- Laitumkhrah Location within Meghalaya Laitumkhrah Location within India
- Coordinates: 25°34′16″N 91°53′49″E﻿ / ﻿25.571°N 91.897°E
- Country: India
- State: Meghalaya
- District: East Khasi Hills

Languages
- • Official: Khasi, English
- Time zone: UTC+5:30 (IST)
- Postal code: 793003
- Vehicle registration: ML

= Laitumkhrah =

Laitumkhrah (Khasi: lait meaning "free" and umkhrah which is the name of a river Umkhrah) is a census town in Shillong, Meghalaya, India.

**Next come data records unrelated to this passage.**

PR #201, opened 2023-10-10
Temporarily remove asgc stratum 1

DrDaveD:
The ASGC stratum 1 is hopelessly behind in updates right now, so remove it until it catches up.


jblomer (approved):

jblomer:
Should this be deployed urgently? Otherwise I'd put in in `TESTING` now, deploy it on Thursday.

DrDaveD:
The stratum 1 has been languishing for quite a while, but it is in bad shape.  I would just go ahead and deploy it.

PR #202, opened 2023-10-11
Temporarily remove asgc stratum 1 (osg)

DrDaveD:
This is a cherry-pick of #201 to the osg branch.


jthiltges:
Published to config-osg as revision 122.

The name of the place basically means a place where the river "Umkhrah" originates from making its name aptly suited.

From Laitumkhrah there are three roads connecting Happy Valley (Them Basuk), Umpling & New Colony. The area is one of the costlier areas in Shillong but staying here itself is an experience. Laitumkhrah is filled with old historical buildings but with constant development in the area, most of the older buildings have been replaced with modern buildings. This place is relatively cold compared to other places of Shillong.

Laitumkhrah is the heart of Shillong. The area has a number of churches, schools and colleges. There's a market called Laitumkhrah Market (locally called 'Iew Shyllong') providing fresh vegetables, pork, beef, chicken and other stuffs. Nazerth Hospital, one of the oldest hospitals in Shillong, is located here.

Laitumkhrah houses the famous Ramakrishna Mission Shillong. The third generation sweet shop "Kalpatru" offering a wide variety of sweets is also located in Laitumkhrah.

Laitumkhrah is the center of education in Shillong with numerous well known educational institutions like St.Margaret's Higher Secondary School Shillong, Loreto Convent, St. Edmund's College, St. Anthony's College, Shillong, Saint Mary's College (Shillong), Don Bosco Technical School, Shillong and the National Institute of Technology Meghalaya all located within the boundary of Laitumkhrah.

Mary Help of Christians Cathedral, Shillong which serves as the seat of the Roman Catholic Archdiocese of Shillong is also located in Laitumkhrah. The church is the first Catholic cathedral church in what was then Assam.